Saved entries:
PR #530, opened 2026-08-12
fix(modularity): no-external-api-calls-in-utils requires a resolved HTTP client

ofri-peretz:
## Summary

- `no-external-api-calls-in-utils` matched on the **method name** alone, so every `Map` / `Set` / `Headers` / `URLSearchParams` / `Cache` lookup in a `utils`/`lib`/`helpers` file was reported as a network call. The 2026-08-11 dogfooding sweep (123 files) produced **45 findings across 17 files**, and every sampled one was a cache lookup — `store.get(key)`, `asOfById.get(def.id)`, `series.get(def.id)`.
- A call is now reported only when its callee **resolves to an HTTP client**:
  - `fetch` / `window.fetch` (or `globalThis`/`global`/`self`),
  - a binding imported or required from a module in the new `httpModules` option (axios, got, ky, node-fetch, undici, superagent, request, phin, needle, `http(s)`, `node:http(s)`, `http2`),
  - an alias of one — `const api = axios.create()` — resolved to a fixpoint on `Program:exit`, so the client may be declared *after* its use,
  - an explicit `object.method` pair in `networkMethods` — the escape hatch for in-house clients the import tracking can't see.
- Bare module names still seed the client set, so `axios.get(...)` is caught without a visible import — **except** `request` and `got`, which collide with Express's `request` object (`request.get('host')`) and ordinary English.
- Reporting moved to `Program:exit` (calls are collected, then decided once bindings are known); the synthetic-branch coverage test now drives that listener.
- `KNOWN-LIMITATIONS.md` documents the new contract, the two new FN classes (multi-hop aliases, unresolved receivers) and the one new FP class (a local variable named after an HTTP module).

## Test plan

- [x] `npx vitest run` in `packages/eslint-plugin-modularity` — **149 passed**, coverage **100 / 100 / 100 / 100** (the package gate).
- [x] Regression lock in [no-external-api-calls-in-utils.test.ts](packages/eslint-plugin-modularity/src/tests/no-external-api-calls-in-utils.test.ts) — a `built-in collections are not network calls` block asserts silence on `new Map().get/set/delete`, `new Headers().get`, `new URLSearchParams().get/delete`, `new Set().add`, `sessionStorage.getItem`, `request.get('host')` and `getStore().get(key)`; it fails on the pre-fix rule (every one of those was an error) and passes on the fix.
- [x] Genuine positives kept, as invalid cases: imported `axios`/`undici`/`got` (ESM + `require`), aliased `axios.create()` used before declaration, `window.fetch`, and the `networkMethods: ['httpClient.get']` escape hatch.
- [x] `npx tsc -p packages/eslint-plugin-modularity/tsconfig.lib.json --noEmit` — clean.
- [x] `npm run ilb:scope-audit`, `npm run check-stale-artifacts`, `npm run oxlint:shims:check`, `markdownlint-cli2` — clean.
- [x] Corpus measurement: linted 49 real `utils`/`lib`/`helpers` files across `apps/docs`, `~/repos/agents` and the serverless monorepo with the old rule and the new one — **47 findings → 13**. Every survivor is a real `fetch(...)`; every dropped finding is a collection lookup (`descriptions.get(...)`, `memoryCache.delete(...)`, `u.searchParams.get('utm_source')`).

Pre-push hooks `typecheck`, `portability` and `build-and-test` were excluded on the push: all three fail on this worktree for environment reasons unrelated to this diff — a stale `@interlace/eslint-devkit` build in the shared `node_modules` (`createPayloadResolver` etc. missing, in browser-security / sequelize / mysql / prisma), `oxlint not installed at node_modules/oxlint/dist — run npm ci`, and `docs#build` failing on Next.js workspace-root inference. CI is the gate for those.

## After merge

`eslint-plugin-modularity` gets a patch bump via the changeset. Users of the `modularity` preset should see the rule go quiet on cache-heavy utility modules while still flagging `fetch`/axios calls. This is the same root cause as the `express-security/no-missing-security-headers` FP on `perDay.set(` — that one ships separately; the rest of the ecosystem is worth grepping for detectors keyed on a bare `.get(` / `.set(` / `.post(` / `.delete(`.


ofri-peretz:
All three addressed in `1f821e43`.

**1. The `KNOWN-LIMITATIONS.md` claim was wrong — you were right.** I checked the
`Program:exit` fixpoint rather than taking it on the doc's word, and then wrote
the test to be sure:

```ts
const api = axios.create();
const api2 = api.create();
api2.get(url);          // reports
```

The `while (changed)` loop propagates client-ness until nothing new is added, so
alias *depth* was never the limit. Rewrote the entry to name the actual failure —
opacity: `const c = getClient(); c.get(url)`, where `rootName()` resolves the
callee to `getClient`, which is not a known client, so `c` never joins the set.
The doc now states the fixpoint handles depth, so this cannot quietly regress
into folklore again.

That transitive case is now an `invalid` fixture. A doc claiming a false negative
that isn't real is its own kind of defect — it invites someone to "fix" working
code.

**2. Namespace-import test added**, using your case verbatim. It passes, which
confirms the path worked and was simply unpinned.

**3. `networkMethods` description added.** Slightly expanded to make the
distinction explicit, since the surprising part is that a dotted entry bypasses
client resolution altogether:

> HTTP method names to flag. A bare name (`"get"`) applies only when the receiver
> resolves to a known HTTP client. A dotted entry (`"httpClient.get"`) is an
> exact `object.method` escape hatch that bypasses client resolution entirely —
> use it for an in-house client this rule cannot trace.

35 tests, 100% statement/branch/function/line coverage across the package.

**Assignment:** Look through the records and copy every line that has the word "across".

**Your solution:**
- `no-external-api-calls-in-utils` matched on the **method name** alone, so every `Map` / `Set` / `Headers` / `URLSearchParams` / `Cache` lookup in a `utils`/`lib`/`helpers` file was reported as a network call. The 2026-08-11 dogfooding sweep (123 files) produced **45 findings across 17 files**, and every sampled one was a cache lookup — `store.get(key)`, `asOfById.get(def.id)`, `series.get(def.id)`.
- [x] Corpus measurement: linted 49 real `utils`/`lib`/`helpers` files across `apps/docs`, `~/repos/agents` and the serverless monorepo with the old rule and the new one — **47 findings → 13**. Every survivor is a real `fetch(...)`; every dropped finding is a collection lookup (`descriptions.get(...)`, `memoryCache.delete(...)`, `u.searchParams.get('utm_source')`).
35 tests, 100% statement/branch/function/line coverage across the package.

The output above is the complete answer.